March Storm agenda: COTS, NEOs, and SSP

The grassroots space lobbying group ProSpace has released its agenda for March Storm 2008, which starts with training this weekend. The agenda focuses on three keys areas: Commercial Orbital Transportation Services (COTS), detection of near Earth objects (NEOs), and space solar power (SSP). Its biggest requests are in COTS: ProSpace is asking for two more funded COTS awards, and that “any additional funds” go to COTS rather than Ares 1 and Orion. ProSpace is also asking for “sufficient funds” in 2009 and beyond for resupply services to “maximize the use of ISS”.

For NEOs, ProSpace is asking for support for proposed legislation, the “NEO Detection, Impact Response and Collision Mitigation Planning Act” (not to be confused with the “NEO Preparedness Act”, HR 4917, that Rep. Dana Rohrabacher introduced in December) that would direct the National Science and Technology Council to study NEO search and impact mitigation efforts. On the SSP front, ProSpace is asking members of Congress to sign a letter for John Young, Undersecretary of Defense for
Acquisition, Technology, and Logistics, asking him to follow up on the NSSO’s SSP study last year by developing a road map for future SSP work.

2 comments to March Storm agenda: COTS, NEOs, and SSP

  • It’s good that someone is focusing on the one solution that could really close the gap (and close it in a useful way). I remember reading a comment in one of the recent Griffin speeches that it is “simply unseemly, for the United States…to be reduced to purchasing services like this”. I think the only unseemly thing is that in spite of all the work over the past 50 years, that the only entity selling tickets to space is a former communist space program. There’s nothing unseemly about NASA having to buy tickets for transportation, it’s just unseemly that they haven’t really done very much over their existence to make sure that there are robust and affordable US providers that they could be buying those services from.

    ~Jon

  • Al Fansome

    Jonathan,

    It is unseemly that NASA is sending more money to Putin’s Russia than it is sending to U.S. entrepreneurs via COTS.

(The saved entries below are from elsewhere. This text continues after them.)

PR #1508, opened 2023-07-11
Add target definition support

gee-senbong:
## Type of Change

## Checklist


featurebyte/api/target.py
```diff
@@ -108,6 +114,21 @@ def horizon(self) -> Optional[str]:
...
+            example=textwrap.dedent(
+                """
+                >>> target = catalog.get_target("InvoiceCount_60days")  # doctest: +SKIP
+                >>> target_definition = target.definition  # doctest: +SKIP
+                """
+            ).strip(),
+        )
+    )
+    def definition(self) -> str:  # pylint: disable=missing-function-docstring
+        return self._generate_definition()
```
gee-senbong, line 130: @YS-L @jevonyeoh 

Would like to get the early feedback of this pattern.

featurebyte/api/feature_or_target_mixin.py
```diff
@@ -0,0 +1,73 @@
...
+then transpiled into platform-specific SQL (e.g. SnowSQL, SparkSQL) for {object_type} materialization.
+
+Returns
+-------
+str
+
+Examples
+--------
+{example}
+"""
```
gee-senbong, line 33: This is common docstring template shared by feature & target (maybe should move this into a separate module).

featurebyte/api/feature_or_target_mixin.py
```diff
@@ -0,0 +1,73 @@
...
+    ----------
+    new_docstring: str
+        New docstring to use
+
+    Returns
+    -------
+    Func
+    """
+
+    def decorator(func: Func) -> Func:
```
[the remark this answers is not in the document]
gee-senbong: Tested it locally, seems like it will void the type checking. Since this is used mostly at the SDK api object public method, the impact should be less severe than those internal methods. If this is a serious concern and there is no other way to get around this, we may need to look for other approach to share the doc string.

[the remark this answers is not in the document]
gee-senbong: I created a test method at `Feature` object:
```
    def test(self) -> int:
        return self.definition
```

I get the following error when running mypy:
Screenshot 2023-07-11 at 3 55 13 PM

Seems like it still can detect the error.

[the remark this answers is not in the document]
YS-L: I see, seems like it's a non-issue 👍

featurebyte/api/target.py
gee-senbong: Ya, thinking of making the decorator as a class too to make it handle those indentation issue. If we follow this pattern, it should helps to reduce the code lines of these api objects. Personally, i think it is more readable (focus more on the code & the differences).

jevonyeoh: I think I would also lean towards repeating docstrings for simplicity. Though, I do like that in your approach, we can have more consistent docstrings. 🤔 

Separately, some other tools might not pick up programatically generated docs. For example, in the IDE itself, mouseover docs won't have the full docstring.

Screenshot 2023-07-11 at 4 12 16 PM

gee-senbong: Ya, seems like pycharm does not show the docstring. Tested jupyter notebook just now, it can render the docstring properly.

gee-senbong: The main reason of doing this is because i found there are some discrepancies between similar methods in `Feature` and `Target` (`primary_entity` in feature vs `entities` in target). If we start doing it now, it will force us to revise only single docstring. In addition, we may also need to check the consistencies between two classes.

YS-L (approved):

featurebyte/api/target.py
gee-senbong: @jevonyeoh @YS-L 

The decorator is revised here to make it clearer (like having different sections string).

PR #1514, opened 2023-07-12
[DEV-1935] api/target_namespace: add API object, and add create function

jevonyeoh:
## Description
This PR adds the `TargetNamespace` API object, and also allows us to create a `TargetNamespace` object to register spec-like versions of a Target that don't necessarily have a recipe.

## Related Issue
https://featurebyte.atlassian.net/browse/DEV-1935

## Type of Change

## Checklist


featurebyte/schema/target_namespace.py
```diff
@@ -24,11 +24,11 @@ class TargetNamespaceCreate(FeatureByteBaseModel):
 
     id: Optional[PydanticObjectId] = Field(default_factory=ObjectId, alias="_id")
     name: StrictStr
-    dtype: DBVarType
+    dtype: DBVarType = Field(default=DBVarType.UNKNOWN)
```
gee-senbong, line 27: Should we make this `Optional[DBVarType]`?

featurebyte/routes/target_namespace/api.py
```diff
@@ -29,6 +32,16 @@
 router = APIRouter(prefix="/target_namespace")
 
 
+@router.post("", response_model=TargetNamespaceModel, status_code=HTTPStatus.CREATED)
+async def create_target(request: Request, data: TargetNamespaceCreate) -> TargetNamespaceModel:
```
gee-senbong, line 36: nit: `create_target_namespace`

featurebyte/schema/target_namespace.py
gee-senbong: Or `dtype` should be a required parameter during target namespace creation

jevonyeoh: hm i think there's no requirement for the dtype to be known during namespace creation at the moment. will update to optional!

gee-senbong: If there is no requirement, we should use `Optional`. Thinking whether we should check with Xavier whether to include this.

featurebyte/api/target_namespace.py
```diff
@@ -0,0 +1,145 @@
...
+        Returns
+        -------
+        PydanticObjectId
+        """
+        return self.cached_model.default_target_id
+
+    @property
+    def default_version_mode(self) -> DefaultVersionMode:
+        """
+        Default feature namespace version mode of this feature namespace
```
gee-senbong, line 130: Should be target namespace.

featurebyte/api/target_namespace.py
```diff
@@ -0,0 +1,145 @@
...
+        Returns
+        -------
+        List[PydanticObjectId]
+        """
+        return self.cached_model.target_ids
+
+    @property
+    def entity_ids(self) -> List[PydanticObjectId]:
+        """
+        List of entity IDs used by the feature namespace
```
gee-senbong, line 105: Should be target namespace

featurebyte/api/target_namespace.py
```diff
@@ -0,0 +1,145 @@
...
+from featurebyte.api.entity import Entity
+from featurebyte.api.savable_api_object import SavableApiObject
+from featurebyte.exception import RecordRetrievalException
+from featurebyte.models.base import PydanticObjectId
+from featurebyte.models.feature_namespace import DefaultVersionMode
+from featurebyte.models.target_namespace import TargetNamespaceModel
+from featurebyte.schema.target_namespace import TargetNamespaceUpdate
+
+
+class TargetNamespace(SavableApiObject):
```
gee-senbong, line 23: Should we refactor this & `FeatureNamespace`? Since both of them share many similarities.

featurebyte/api/base_feature_target_namespace.py
```diff
@@ -0,0 +1,46 @@
+"""
```
gee-senbong, line 1: Should we make the naming convention consistent with `feature_or_target_mixin.py`? If current naming convention is preferred, we could update `feature_or_target_mixin.py` to following single convention.

featurebyte/api/base_feature_target_namespace.py
```diff
@@ -0,0 +1,46 @@
...
+
+from pydantic import Field
+
+from featurebyte.api.api_object import ApiObject
+from featurebyte.exception import RecordRetrievalException
+from featurebyte.models.base import PydanticObjectId
+from featurebyte.models.feature_namespace import BaseFeatureNamespaceModel, DefaultVersionMode
+
+
+class BaseFeatureTargetNamespace(ApiObject):
```
gee-senbong, line 14: Should we make it a mixin rather than a base class (similar to `feature_or_target_mixin.py`)?

jevonyeoh: sure i can rename it, but just to clarify though, a mixin and a base class function pretty much the same way yea?

gee-senbong: From the code wise, both rely on python inheritance. There are some minor differences (https://stackoverflow.com/questions/860245/mixin-vs-inheritance):
Base class => Usually object is IS inheritance check
Mixin => mixin is rarely useful as a standalone object (it is like introducing special properties to the class)

gee-senbong: In this case, it is more like documentation purpose. If a class has name `Mixin`, we don't expect it to be instantiated and it should be inherited by some other classes.

tests/fixtures/request_payloads/target_namespace.json
```diff
@@ -0,0 +1,19 @@
+{
+    "_COMMENT": [
+        "THIS IS A GENERATED FILE. DO NOT EDIT THIS FILE DIRECTLY.",
+        "Instead, update the test tests/unit/test_generate_payload_fixtures.py#test_save_payload_fixtures.",
+        "Run `pytest --update-fixtures` to update it."
+    ],
+    "_id": "64ae4be43a93459ede8c383b",
+    "default_target_id": "64a80107d667dd0c2b13d8cd",
+    "default_version_mode": "AUTO",
+    "dtype": "UNKNOWN",
```
gee-senbong, line 10: Is this fixture get updated? Just to check whether we have remove `UNKNOWN` from default `dtype`.

gee-senbong (approved):
LGTM 👍

tests/fixtures/request_payloads/target_namespace.json
jevonyeoh: good catch - updated.

PR #780, opened 2023-11-11
Make the trailing / optional at openai.base_url setting

kylehh:

## Changes being requested
Use `self._base_url` to replace `self.base_url` in BaseClient class's `_prepare_url` method.

## Additional context & links
It does not hurt OpenAI class client, because `self.base_url` is referred to `self._base_url` base on this [line](https://github.com/openai/openai-python/blob/e661da69b4a11d48edfe21d2b12f53c201593596/src/openai/_base_client.py#L568)

But this change would help the module_client cases, when we are setting
`openai.base_url="an_endpoint_url_WITHOUT_training_/_at_the_end"`
Due to this [line](https://github.com/openai/openai-python/blob/e661da69b4a11d48edfe21d2b12f53c201593596/src/openai/__init__.py#L160), the `base_url` would directly return the URL WITHOUT trailing `/` and fail the requst
The workaround is always add training `/` at the end of the module client base_url, but with this PR fix, this step is optional (_base_url is `/` padded already [here](https://github.com/openai/openai-python/blob/e661da69b4a11d48edfe21d2b12f53c201593596/src/openai/_base_client.py#L341))


kylehh:
Here is how to reproduce the problem. Following code would fail without the trailing `/`
```python
openai.base_url = "https://api.openai.com/v1"
# Instead, you have to add the trailing /
#openai.base_url = "https://api.openai.com/v1/"
openai.api_key = "sk-xxxx"
chat_completion = openai.chat.completions.create()
```

rattrayalex:
cc @RobertCraigie can you take a look at this on Monday?

chrishalbert (changes requested):
Can you add tests to the [test_client.py](https://github.com/openai/openai-python/blob/main/tests/test_client.py) to address the possible scenarios? Otherwise, it looks good to me.

kylehh:
`base_url` is the testing parameters get from "base_url = os.environ.get("TEST_API_BASE_URL", "http://127.0.0.1:4010")"
With this fix, ppl should be able to work with URL with and without trailing '/'. Not sure how to include in the unit test for this scenaries

rattrayalex:
gentle ping @RobertCraigie

marcuswood-oai:
Thank you for the contribution. Using `_base_url` bypasses the module client's dynamic getter, so changing `openai.base_url` after initialization can leave requests using the previous endpoint. We're closing this in favor of the getter-normalization approach in [#2157](https://github.com/openai/openai-python/pull/2157), which still needs revision.

The underlying bug remains tracked in [#1373](https://github.com/openai/openai-python/issues/1373). For now, include a trailing `/` when setting `openai.base_url`.

PR #803, opened 2023-11-13
Remove duplicate package imports

Gun1Yun:

## Changes being requested
Remove unnecessary module imports.
`email.utils.parsedate_tz` and `email.utils.mktime_tz` can be used by using just `import email`.


RobertCraigie:
Thanks for the PR! Unfortunately that import exists because some static analysis tools won't treat `email.utils` as valid unless it is imported specifically.

PR #851, opened 2023-11-20
Fix NotGiven encoding_format bug in Embeddings

VahidGhafourian:
Add 'float' as default according to documentation.

Hi, I found a bug in the API connection for getting embedding.
The documentation says [`encoding_format string Optional Defaults to float`](https://platform.openai.com/docs/api-reference/embeddings/create?lang=python#embeddings-create-encoding_format), but it doesn't set to default in implementation. [link](https://github.com/openai/openai-python/blob/01d3b37305b28a45d0d9adfbc23c958bf924fe05/src/openai/resources/embeddings.py#L38)

### DIFF
--- a/src/openai/resources/embeddings.py
+++ b/src/openai/resources/embeddings.py
@@ -35,7 +35,7 @@ class Embeddings(SyncAPIResource):
         *,
         input: Union[str, List[str], List[int], List[List[int]]],
         model: Union[str, Literal["text-embedding-ada-002"]],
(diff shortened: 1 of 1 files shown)


rattrayalex:
The default is set in the backend. Adding it here would cause the client to send the value even if the user doesn't specify it, which is not intended.

VahidGhafourian:
The documentation I mentioned in this [link](https://platform.openai.com/docs/api-reference/embeddings/create?lang=python#embeddings-create-encoding_format) says The default value of `encoding_format` in this package is `float` while it is not. @rattrayalex

PR #878, opened 2023-11-24
Speech create args: voice and format can be 'str' and 'Literal'

dangost:
When we use this function, we can get 'voice' and other args as 'str' method args. This commit fix this problem


rattrayalex:
What problem did you encounter that led you to this change? This shouldn't be needed, and I'm curious what code you wrote and what error message resulted in feeling this was needed…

    I do want to note the Space Review article by Alex Kirk with regards to the SEA Blitz last month, for which Jeff started a thread here:

    http://www.spacepolitics.com/2008/03/04/blitzing-specifics/#comments

    KIRK: The lesson to be learned from this is simple: whenever possible, space advocates should make their pitches in support of NASA or other space exploration activity very targeted and explicit. A letter or a call to an office that simply states general support for space is certainly preferable to no contact at all, but if an individual or a group can call for funding for a specific aspect of space exploration, or come out in support of or opposition to a specific bill, their impact will be magnified substantially.

    It sounds like Mr. Kirk is saying that the Blitz (and the SEA) could learn something from ProSpace. The March Storm agenda is “very targeted and specific.”

    FWIW,

    – Al

    “Politics is not rocket science, which is why rocket scientists do not understand politics.”